Além disso, argumenta que o paciente possui residência fixa e exerce atividade lícita, o que afastaria qualquer risco à ordem pública; e que a prisão preventiva seria a última ratio, sendo cabível a sua substituição por outras medidas cautelares.Foram juntados nos autos principais retratação das vítimas (mov. 36 e 39 proc. 5469484-56). 02.
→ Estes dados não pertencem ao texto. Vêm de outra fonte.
PR #2202, opened 2025-04-01
add task solution

AndrewPrszn:
[DEMO LINK](https://AndrewPrszn.github.io/layout_landing-page/)


etojeDenys (changes requested):
1. add the favicon
image


2. show number on hover
image


3. stretch these sections on full width
image


4. looks different from mockup
image

etojeDenys (changes requested):
form should match the styles from the mockup
image


2. limit the width in the block to match the rest of the site
image

3. looks weird
image

4. fix the horizontal scroll
image

maxim2310 (changes requested):

1. add some space here, check dont and add posibility to click on it and initiate call 
image
2. check font here 
image
3. imgs shouldn't overlap each other
image
4. check line height here 
image
5. when i hover on some input others are jumping 
image
6. page should reset form, but not reload page 
image
7. check format according design and it should lead us to google map 
image

VitaliyBondarenko1982 (approved):
Looks good.

PR #2204, opened 2025-04-02
add task solution

Anatoli37:
[DEMO LINK](https://Anatoli37.github.io/layout_landing-page/).


maxim2310 (changes requested):


image
2. add some space here and check the font 
image
image
image

3. you need to fix it on mobile  
image
4. page shouldn't reload after submit, submit button should just reload the form 
5. remove default autofill styles 
image

anastasiiavorobiova (changes requested):
Great work! Check fonts here 
Screenshot 2025-04-16 at 14 11 32

VitaliyBondarenko1982 (changes requested):
Almost done.

[checklist point 15](https://github.com/mate-academy/layout_landing-page/blob/main/checklist.md)

etojeDenys (approved):

PR #2246, opened 2025-04-18
First Solution

DimaK123:
https://dimak123.github.io/layout_landing-page/


etojeDenys (approved):
good job, but it's better to disable the scroll if the menu is opened

PR #2250, opened 2025-04-18
initial commit

yelyzavetaz:
[DEMO LINK] - https://yelyzavetaz.github.io/layout_landing-page/


BudnikOleksii (changes requested):
Good work 👍 
A few moments should be fixed in accordance with checklist and design:
- Use the logo as a favicon
image
- Make sure everything looks neat on mobile and without horizontal scrolling. On mobile some content has different size and some sections are not centered
image

image
- Also, on desktop some sections have the same problems
image
image

ArturErmolenko (changes requested):
Almost done 🔥 
Let's work with form(
we want the form to submit but now the submit button just scrolls me to the header):

1. All form fields should be required and have correct types (email, tel, etc.)
2. The page shouldn't be reloaded on form submit, but the fields should be cleared.
Look at [checklist](https://github.com/mate-academy/layout_landing-page/blob/main/checklist.md) 13 -15

BudnikOleksii (approved):
Good work 👍

PR #2258, opened 2025-04-19
Nothing landing result

Stariivitalii:
https://Stariivitalii.github.io/layout_landing-page/


BudnikOleksii (changes requested):
Good work 👍 
Just fix buttons a bit:
- This button on desktop is too big, check the design
image
- Button color change isn't smooth, set transition duration
- All interactive elements such as button should have a cursor pointer

BudnikOleksii (approved):
Good work 👍

PR #2261, opened 2025-04-20
Develop

Nnazariypanochko:
[DEMO LINK](https://nnazariypanochko.github.io/layout_landing-page/).


etojeDenys (changes requested):
1. stretch menu to the full width
image

2. change the title and add the favicon
image

3. number should appear on hover
image

4. don't forget to follow all points from this file https://github.com/mate-academy/layout_landing-page/blob/main/checklist.md

volodymyr-soltys97 (changes requested):
Good job 👍 
To improve:
1. The phone number position looks different as on the design, need to fix it 
image

2. Need to disable scroll when the menu is open and add transitions when this menu appears on the page 
image

image

image

5. Make these fields required before sending 
image

etojeDenys (approved):
looks good, but don't forget to disable the scroll if the menu is opened

PR #2262, opened 2025-04-21
Develop

YarRudenko:
[DEMO LINK](https://YarRudenko.github.io/layout_landing-page/).


src/styles/blocks/contacts.scss
```diff
@@ -0,0 +1,136 @@
...
+
+     @include on-desktop {
+
+      grid-column: 8 / span 5;
+    }
+  }
+
+  &__input {
+    color: #7E7E83;
+    background-color: #F9F9F9;
```
ArturErmolenko, line 45: variable

ArturErmolenko (changes requested):
Code looks good 👍 
Just use more variables for repeating colors etc

I can't check your work because smth bad happened with Demo Link, let's fix it
Screenshot 2025-04-24 at 13 33 25

BudnikOleksii (changes requested):
Good work 👍 
- When user hovers a phone icon you should show a phone number
image
image
image
image

BudnikOleksii (approved):
Nicely done 👍

PR #2763, opened 2025-10-20
add solution

77carlos71:
- Deploy and create a Pull Request with a [DEMO LINK](https://77carlos71.github.io/layout_landing-page/).


pedro-ruas (changes requested):
Carlos, there are a few issues that you need to address:
- The Menu should cover the whole page both in width and height, so there is no scroll when it's open,
- The Banner at the page beginning and the footer should both have full screen width
- The images at "Now on view" should have the hovering effect, similar to what you did for the Met Logo at page top
- The "More to explore", "Collection", and Contact sections are broken, images are overlapping text and no following the style. These images should also have the hovering effect
- When sending the contact form, it should clear itself, but not reload the page. use a function for that
- Phone numbers and addresses aside the contact form should all be links, phone link and google maps link respectively

PR #2766, opened 2025-10-21
add task solution

romandrabyniuk:
- [DEMO LINK](https://romandrabyniuk.github.io/layout_landing-page/)


FaiHamid (changes requested):
Greate work!
Let`s just fix a few details:

1.You need to remove the horizontal scroll bar.
image

2.Nothing happens when I click on the email in my contacts.
image

Anton-Kuchmasov (changes requested):
Please get rid of horizontal scroll:
image


Also, would you mind to make phone number here clickable?
image

etojeDenys (changes requested):
almost done! here are the last fixes

1. number is clickable now, but you should also add a cursor pointer
image

2. phone number should only show up on the desktop version
image

etojeDenys (approved):
good job

PR #2777, opened 2025-10-27
Develop

Evg3n22:
- Deploy and create a Pull Request with a [DEMO LINK](https://Evg3n22.github.io/layout_landing-page/).


etojeDenys (changes requested):
1. add a hover effect to the menu links
example:
image

2. add a hover effect to the header items
image
example:
image

3. increase images on hover

4. these should be links (tel and addresses)
image

5. disable textarea resizing
image

6. do not forget to implement these steps
image

7. fonts in this section look different
image

etojeDenys (changes requested):
1. images should not overlap other items. decrease the scale slightly
image

2. these should be links to the addresses on google maps
image

3. all inputs should be required, and the "send" button should clear the inputs

FaiHamid (changes requested):
Good job!
Just needed a few fixes: 

1. Font looks different than in figma.
image
image

2. Text with contacts should appear after hovering phone icon, not all top header part.
image

3.After clicking 'send' page reload, but shouldn`t do it.

etojeDenys (changes requested):
almost done

1. after filling out the fields and pressing the send button, the page scrolls up, but the inputs are not cleared

2. these links should open in a new tab
image

3. user should be able to hover and click on these numbers
image

FaiHamid (changes requested):
Good job!
You almost done it, just one last fix:

1.Add hover for icons (For example, you can slightly increase their size when hovering over them):
image
image

etojeDenys (approved):
good job!

PR #2782, opened 2025-10-29
solution

yarovskiy-a:
https://yarovskiy-a.github.io/layout_landing-page/

✅Use the logo as a favicon
✅Use the landing name as a page title
✅All logos should be links to the top of the page
✅Change text color on hover for phone, email, and address
✅Make sure phone icons and phone numbers are real links to start a call
✅All addresses should be links to some location on Google Maps. Open them in a new tab with target="_blank".
✅Increase all images on hover (make them links to #, if there is no better option)
✅Make sure everything looks neat on mobile and without horizontal scrolling
✅The speed of animations should be the same throughout the page (for example, increasing when hovering or moving blocks when scrolling)
✅Ensure that all nav__links work smoothly
✅Disable page scrolling under the menu using the next code:
}
✅Make it possible to scroll the menu if it is higher than the viewport;
.menu {
}
.menu__top {
  top: 0;
  z-index: 1;
  background-color: #e5e5e5;
}
✅All form fields should be required and have correct types (email, tel, etc.)
✅Placeholders should give examples of what should be added, to make the expected format clear
✅The page shouldn't be reloaded on form submit, but the fields should be cleared. Use:
✅Make the footer sticky at the bottom with z-index: -1 to get a fixed background effect.


volodymyr-soltys97 (changes requested):
Good job!
To improve:
1. Add a favicon to the page and change title to `My Bike`
image

2. You need to show additional phone number when hovering this icon, check it on the design 
image

image

4. This section looks different as on the design 
image

Design
image

5. The images shouldn't overlap each other when hovering 
image

6. Looks different, fix all styles as on the design 
image

yarovskiy-a:
✅Added an icon.

✅Fixed the problem with the phone number.

✅Aadded effect hover for all clickable elements.

✅Design has been fixed.

✅Fixed image overlap each other when hovering.

✅Fixed the design of the contacts section.

etojeDenys (changes requested):
1. use higher-quality images for the desktop version
image

2. download the image without the mark
image

3. remove base outline
image

4. all inputs should be required and have the correct type

5.  send button should clear the fields

yarovskiy-a:
✅ Used a higher-quality images for the desktop version.

✅ Сorrected the image.

✅ Base outline removed.

✅ All input data is required and has the correct type.

✅ Send button clears fields.

etojeDenys (approved):
great job

PR #2785, opened 2025-10-31
add task solution

nnovik:
[DEMO LINK](https://nnovik.github.io/layout_landing-page/)


maxim2310 (changes requested):
Good job! Let's improve your landing a bit)


1. add hover effect on interactive elements 

Image

2. submit button should just reset form, not refresh page 

Image

3. these should be links 

Image

4. add fav icon

h-amster (approved):
Good job! You can add scale on hover to images from screenshot as well.

image

PR #2795, opened 2025-11-04
add task solution

deny-hl:
- Прев'ю: [https://deny-hl.github.io/layout_landing-page/](https://deny-hl.github.io/layout_landing-page/)


h-amster (changes requested):
1. Phone number should be visible on icon hover
image

image

2. Export image without label

image

3. Form implementation differs from the design.

- Remove default outline on focus.
- Set correct font for placeholder
- Set correct paddings for input
- The page shouldn't be reloaded on form submit, but the fields should be cleared

image

4. Add some behavior for all interactive elements on hover, like scale for images and text color change for links

5. Make the footer sticky at the bottom with z-index: -1 to get a fixed background effect.

brespect (changes requested):
Good work! 
1. Don`t forger to resolve conflicts before submitting
2. Looks like not responsive form inputs:
{9A0896EB-0051-4CE5-A4C2-FADCE702D143}
3. Same way main picture look different from what expected: 
{ACC3D4AD-0D2E-4DD8-AE8B-175666BBEADB}

4. Let`s look how the links hover effect should looks like:
{B96CF45B-E4AA-4D87-8C42-7CC1FEF9B131}

volodymyr-soltys97 (changes requested):
Good job 👍 
To improve:
1. This section looks different as on the design, need to fix it 
image

2. The font color should be are same 
image

image

image

image

etojeDenys (approved):
good job

PR #2799, opened 2025-11-05
solution added

Olena-Dolna:
[DEMO LINK](https://Olena-Dolna.github.io/layout_landing-page/)
[x] Change text color on hover for phone, email, and address
[x] All addresses should be links to some location on Google Maps. Open them in a new tab with target="_blank".
[x] Ensure that all nav__links work smoothly
[x] Disable page scrolling under the menu using the next code:
}
.menu {
}
.menu__top {
  top: 0;
  z-index: 1;
  background-color: #e5e5e5;
}
[x] All form fields should be required and have correct types (email, tel, etc.)
[x] The page shouldn't be reloaded on form submit, but the fields should be cleared. Use:
[x] Make the footer sticky at the bottom with z-index: -1 to get a fixed background effect.


brespect (changes requested):
Good job, almost done!
1. Let`s check alignment of this text on mockup:
{A6457C1F-522E-4C54-B54C-C1FBBFE9A7A8}

2. Let`s add some hover effect to all pictures 
{FE182FB1-6625-45CB-BB5D-B51F5EC2F76E}

3. Look at the mobile main photo, it should looks different on 320px screen
{F8853C31-BF64-4B5C-8037-3180AE2F6335}

brespect (approved):
Well done!

PR #2802, opened 2025-11-07
add landing page

Vladislav-Korsun:


etojeDenys (changes requested):
please provide a demo link and request a review again

etojeDenys (changes requested):
1. on the desktop version, the phone icon should have this hover effect
image

2. make sure these links work and lead to the correct sections
image

3. slightly increase the size of the images when hovering them

4. these should be tel, mailto and address links
image

5. send button should not reload the page. it should only clear the inputs

6. disable text area resizing

h-amster (changes requested):
Right now, your demo link still shows the old version of the project. Please update your deployment so it shows the latest changes, and then request a new review. The link currently opens the version of the site without your recent fixes.

Vladislav-Korsun:
I tried to update the demo link, but I'm not sure the deployment was refreshed correctly. Could you please check it? Also, could you tell me how I can ensure the demo link always shows the latest version of my project?

etojeDenys (changes requested):
1. number should be a link. also, the font is different from the mockup
image

2. these links still do not work
image

3. the send button should not reload the page
image

Anton-Kuchmasov (changes requested):
Good job, but there are a few issues need to be fixed:

1. Remove horizontal page' scroll. Double-check, if there are any big elements (with big width) that stretches your page:

2. Check out font of "Bring joy back" section - it looks weird:
image

3. Click on every link in `aside` menu should scroll page to selected section:
image

4. When `aside` is opened, no scroll should be visible. Check out #11 of [this instruction](https://github.com/mate-academy/layout_landing-page/blob/main/checklist.md):
image

5. Would you mind sligthly reduce hover-effect here?
image

6. Add `target=_blank` to this link:
image

vitalii-bondarenko-ua (approved):
Lookd good

PR #2828, opened 2025-11-21
Solution

UArtem87:


FaiHamid (changes requested):
Hi, 
Please, add Demo_link to pull request description.

UArtem87:
Hi, I tried so hard that I forgot
https://uartem87.github.io/layout_landing-page/

brespect (changes requested):
Good progress, let`s make some changes:
1. I can`t submit the form.
2. Buttons should have `cursor:pointer` on hover & should be different by height:
Знімок екрана 2025-11-22 о 11 00 09

3. Add hover transition effect to all images: 
Знімок екрана 2025-11-22 о 11 01 39

4. Why "Cart(0)"?
Знімок екрана 2025-11-22 о 11 02 22

UArtem87:
I think this is correct
https://uartem87.github.io/layout_landing-page/

Anton-Kuchmasov (changes requested):
Good job!

To improve:
1. Check out [autofill ](https://developer.mozilla.org/en-US/docs/Web/CSS/Reference/Selectors/:autofill)styles here. 
Make them transparent - here's link for solution that you can use as a reference:
https://romkas228.github.io/layout_landing-page/

image

2. When User sends a form, there should be no scroll-up's, no any other actions but wiping out an entered info
Check out #15 of [this instruction](https://github.com/mate-academy/layout_landing-page/blob/main/checklist.md)

3. Each of those links should be clickable - f.e., phone number should trigger phone call (use `<a href="..." tel="+38099..." />`, for address it should open a Google Maps in new tab etc. 
image

4. This section looks different rather than Figma mockup (I mean, background image is seems to be broken)
image

5. Would you mind to slightly reduce hover effect of this cards? They are overlapping each other:
image

Make these changes, re-deploy your solution & request mentor's review again

Anton-Kuchmasov (changes requested):
Good job, but links in Contact Us section are still unclickable:
image

Please add special attributes and re-deploy your solution

UArtem87:
I forgot about them

Anton-Kuchmasov (approved):
Well done!



Add line break (`<br />`) here
image

PR #2848, opened 2025-12-04
Dev

Dimononon:
[DEMO LINK](https://dimononon.github.io/layout_landing-page/).

Used a different approach for page paddings and margins between blocks. Instead of using out of BEM .container, all needed changes was implemented with elements of .page block and mixed along with corresponding blocks.


ArturErmolenko (approved):
Hreat job 🔥

PR #2855, opened 2025-12-05
add task solution

DemonWayne:
Implementing a [B&O mockup](https://www.figma.com/file/DtkQmQ797hk0nI4KfMi2Uq/BOSE-New-Version?type=design&node-id=6817-212&t=ZTV6Gl8NzaWkJ4FK-0) layout design using BEM methodology.
On the technical side, HTML with SCSS was used.
Almost all hard-coded values were extracted to a variables file for faster modifications.

[Demo Link](https://demonwayne.github.io/layout_landing-page/)


mkyloa (changes requested):
nice one 👍 

Image

- icon size on mobile is wrong

Image

PR #836, opened 2024-02-16
support firefox esr

Fil:
Allow Firefox ESR users to visit the documentation website.

The current version of Firefox ESR (v.115) is supported [until 1 October 2024](https://whattrainisitnow.com/calendar/)—at which point we'll be allowed to remove this patch since the next ESR is going to be based on v.128. I'll be setting myself a reminder.


mbostock (changes requested):
I would rather fix this by dropping the `:has` in the `tocSelector`, and doing it in JavaScript. I also don’t think we should squelch DOMExceptions — we want to notice when something is broken and fix it.

mythmon (approved):
I confirmed that this fixes the issue on lower Firefox version numbers.

Fil:
okay it wasn't hard; please take another look

mbostock (approved):

Fil:
The time has come to revise this… but I believe it's OK to do nothing after https://github.com/observablehq/framework/pull/1283

PR #840, opened 2024-02-16
keywords

mbostock:


docs/inputs/range.md
```diff
@@ -1,3 +1,7 @@
+---
+keywords: sliders
```
eagereyes, line 2: Maybe slider instead?

docs/javascript/files.md
```diff
@@ -1,3 +1,7 @@
+---
+keywords: file, fileattachment, attachment
```
tophtucker, line 2: just earlier today i was trying to get to this page typing blindly fast and landed on file input!! thank you 🙏

tophtucker (approved):
feels much better

docs/inputs/range.md
mbostock: It does prefix matching so this will match both.

Issue #831, opened 2024-02-16
add java support to dataloaders


cyrilou242:
Hey, 
It'd be nice to have support for java for dataloaders.

As of java 11 it's possible to run a java class directly with: 

```
java Test.java
```

so from what I understand it's only a matter of doing a PR similar to this one: 
https://github.com/observablehq/framework/pull/673/files

If you are ok I can do this for a first version. 

A second iteration would be to think of how dependencies are passed, but I haven't seen how this is done for other languages so maybe you don't want to allow this for the moment? 
A no dev way in java would be to pass it as an env var: 
```
export CLASSPATH=/some/dependencies.jar
```
other option is to pass it as an argument to the java command but this would be more involved. 

Thanks for the nice project!

Fil:
Thanks, we welcome contributions.

Re: environments, we established a clear separation of concerns: setting up the env is _not_ the responsibility of Observable Framework. The `preview`, `build` (and `deploy`) commands only call the corresponding interpreter (or whatever is on the $PATH with that name), passing the loader script as argument. This works well in general for vanilla scripts. Anything beyond that, like requiring modules, extensions, etc, must be prepared in advance. (Of course there is an obvious escape hatch, in that a data loader can be a bash script that does all this work of setting up a venv.)

cyrilou242:
Makes sense thanks. 
I'll try integrating and using java. Will create a PR when it's ready.

PR #846, opened 2024-02-17
add support for java data loaders

cyrilou242:
Add support for java data loaders as discussed here:
https://github.com/observablehq/framework/issues/831

I put a [ForecastJava.json.java](https://github.com/observablehq/framework/compare/main...cyrilou242:framework:main#diff-e5a7882f72679fb0b6628ef66848b4597d6eeaa55e6793b2ab79897491c16df7) to have an example of how to load json in java. It's not used anywhere but it's easy to try be replacing in the getting started 
```
const forecast = FileAttachment("./data/forecast.json").json();
```

by 
```
const forecast = FileAttachment("./data/ForecastJava.json").json();
```
Can be removed if it's not helpful.

### DIFF
--- a/docs/HelloJava.txt.java
+++ b/docs/HelloJava.txt.java
@@ -1,0 +1,5 @@
+public class HelloJava {
+  public static void main(String[] args) {
+    System.out.println("Hello, world!");
+  }
+}
--- a/docs/data/ForecastJava.json.java
+++ b/docs/data/ForecastJava.json.java
@@ -1,0 +1,43 @@
+import com.google.gson.JsonObject;
+import com.google.gson.JsonParser;
+
+import java.io.IOException;
+import java.io.InputStream;
+import java.io.InputStreamReader;
+import java.net.HttpURLConnection;
+import java.net.URL;
+
+// requires gson in the classpath. For instance, have the following env var set:
+// export CLASSPATH=/Users/<YOUR_USER_NAME>/.m2/repository/com/google/code/gson/gson/2.8.6/gson-2.8.6.jar
+public class ForecastJava {
+
+  public static void main(String[] args) {
+    double latitude = 37.80;
+    double longitude = -122.47;
+
+    try {
+      JsonObject station = getJson("https://api.weather.gov/points/" + latitude + "," + longitude);
+      JsonObject properties = station.getAsJsonObject("properties");
+      String forecastUrl = properties.getAsJsonPrimitive("forecastHourly").getAsString();
+      JsonObject forecast = getJson(forecastUrl);
+
+      System.out.println(forecast);
+    } catch (IOException e) {
+      e.printStackTrace();
+    }
+  }
+
+  private static JsonObject getJson(String url) throws IOException {
+    HttpURLConnection connection = (HttpURLConnection) new URL(url).openConnection();
+    connection.setRequestMethod("GET");
+    connection.setRequestProperty("Accept", "application/json");
+
+    try (InputStream inputStream = connection.getInputStream();
+        InputStreamReader reader = new InputStreamReader(inputStream)) {
+
+      return JsonParser.parseReader(reader).getAsJsonObject();
+    } finally {
+      connection.disconnect();
+    }
+  }
+}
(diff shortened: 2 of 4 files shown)


docs/loaders.md
```diff
@@ -145,12 +146,13 @@ For example, for the file `quakes.csv`, the following data loaders are considere
 - `quakes.csv.R`
 - `quakes.csv.rs`
 - `quakes.csv.go`
+- `quakes.csv.java`
 - `quakes.csv.sh`
 - `quakes.csv.exe`
 
-If you use `.py`, `.R`, `.rs`, or `.go`, the corresponding interpreter (`python3`, `Rscript`, `rust-script`, or `go run`, respectively) must be installed and available on your `$PATH`. Any additional modules, packages, libraries, _etc._, must also be installed before you can use them.
+If you use `.py`, `.R`, `.rs`, `.go` or `java`, the corresponding interpreter (`python3`, `Rscript`, `rust-script`, `go run` or `java`, respectively) must be installed and available on your `$PATH`. Any additional modules, packages, libraries, _etc._, must also be installed before you can use them.
```
mbostock, line 153:
```suggestion
If you use `.py`, `.R`, `.rs`, `.go`, or `java`, the corresponding interpreter (`python3`, `Rscript`, `rust-script`, `go run`, or `java`, respectively) must be installed and available on your `$PATH`. Any additional modules, packages, libraries, _etc._, must also be installed before you can use them.
```

docs/loaders.md
```diff
@@ -145,12 +146,13 @@ For example, for the file `quakes.csv`, the following data loaders are considere
...
 
-Whereas `.js`, `.ts`, `.py`, `.R`, `.rs`, `.go`, and `.sh` data loaders are run via interpreters, `.exe` data loaders are run directly and must have the executable bit set. This is typically done via [`chmod`](https://en.wikipedia.org/wiki/Chmod). For example:
+Whereas `.js`, `.ts`, `.py`, `.R`, `.rs`, `.go`, `.java` and `.sh` data loaders are run via interpreters, `.exe` data loaders are run directly and must have the executable bit set. This is typically done via [`chmod`](https://en.wikipedia.org/wiki/Chmod). For example:
```
mbostock, line 155:
```suggestion
Whereas all other data loaders are run via interpreters (such as `node` for `.js`), `.exe` data loaders are run directly and must have the executable bit set. This is typically done via [`chmod`](https://en.wikipedia.org/wiki/Chmod). For example:
```

I think we have enough data loaders now that it makes sense to refer to them in aggregate and only call out `.exe` is being special.

docs/loaders.md
```diff
@@ -134,6 +134,7 @@ Data loaders live in the source root (typically `docs`) alongside your other sou
 - `.R` - R (`Rscript`)
 - `.rs` - Rust (`rust-script`)
 - `.go` - Go (`go run`)
+- `.java` - Java >=11 (`java`)
```
mbostock, line 137:
```suggestion
- `.java` - Java (`java`; requires Java 11+ and [single-file programs](https://openjdk.org/jeps/330))
```

docs/HelloJava.txt.java
mbostock, line 1: Can we rename this file to `hello-java.txt.java` to match the Go and Rust “hello world” loaders? I tested it and it appeared to work, but I don’t know if that’s a recent relaxation of naming constraints. I also tested making the class non-public (just `class HelloJava`) and that worked too, and I think that’s always be allowed.

docs/data/ForecastJava.json.java
mbostock, line 1: Per the other comment, ideally this would be named `forecast.json.java` so that a Java data loader can serve the same `forecast.json` rather than revealing it’s Java-ness to the client.

mbostock (changes requested):
Thanks for this! 🙏

Fil:
wrapped under #935

Fil:
solved in https://github.com/observablehq/framework/pull/935

cyrilou242:
Thanks for this!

Tese de negativa de autoria e renúncia as medidas protetivas e direito de representaçãoO impetrante sustenta negativa autoria dos crimes argumentando que a acusação é manifestamente falsa, conforme cartas manuscritas pelas supostas vítimas e reconhecidas em cartório, que afirmam não terem sido agredidas, além disso elas solicitaram a revogação das medidas protetivas de urgência e retrataram ao direito de representação.A tese de negativa de autoria, por exigir aprofundado exame em matéria fático-probatoria, não devem ser analisadas em sede de habeas corpus.Ademais, para a decretação da prisão preventiva, necessário presença de indícios suficientes de autoria, os quais estão evidenciados pelas declarações da vítima na delegacia, depoimentos dos policiais militares e relatório médico juntados no registro de atendimento integrado.Quanto as teses de renúncia as medidas protetivas e direito de representação, vale destacar que o paciente está sendo investigado, entre outros, pelo delito de lesão corporal, crime de ação penal pública incondicionada no contexto de violência doméstica, sendo irrelevante o fato da vítima ter desistido das medidas protetivas e juntado aos autos a renúncia ao direito de representação.Conforme orientação do Superior Tribunal de Justiça, a alegação de renúncia à representação pela vítima não impede o prosseguimento da ação penal, por tratar-se de crime de ação pública incondicionada, nos termos da jurisprudência consolidada e Súmula 542 do STJ.Nesse sentido: “DIREITO PROCESSUAL PENAL.
RECURSO EM HABEAS CORPUS.
LESÃO CORPORAL.
RAZÕES DA CONDIÇÃO DE SEXO FEMININO.
AMEAÇA.
VIOLÊNCIA DOMÉSTICA.
LEI 11.340/2006.
ALEGAÇÃO DE NULIDADE.
CERCEAMENTO DE DEFESA.
AUSÊNCIA.
DEVIDO PROCESSO LEGAL OBSERVADO.
INTIMAÇÃO DAS CAUTELARES REALIZADA EM AUDIÊNCIA.
CITAÇÃO EFETIVADA.
DEFESA APRESENTADA.
AUSÊNCIA DE NULIDADE.
RENÚNCIA REPRESENTAÇÃO.
RECONCILIAÇÃO DO CASAL.
IRRELEVÂNCIA.
AÇÃO PENAL PÚBLICA INCONDICIONADA.
SÚMULA 542/STJ.
PLEITO ABSOLUTÓRIO.
INVIABILIDADE.
VIA INADEQUADA.
PRISÃO PREVENTIVA.
FUNDAMENTAÇÃO IDÔNEA.
DESCUMPRIMENTO DAS MEDIDAS CAUTELARES DIVERSAS ANTERIORMENTE IMPOSTAS.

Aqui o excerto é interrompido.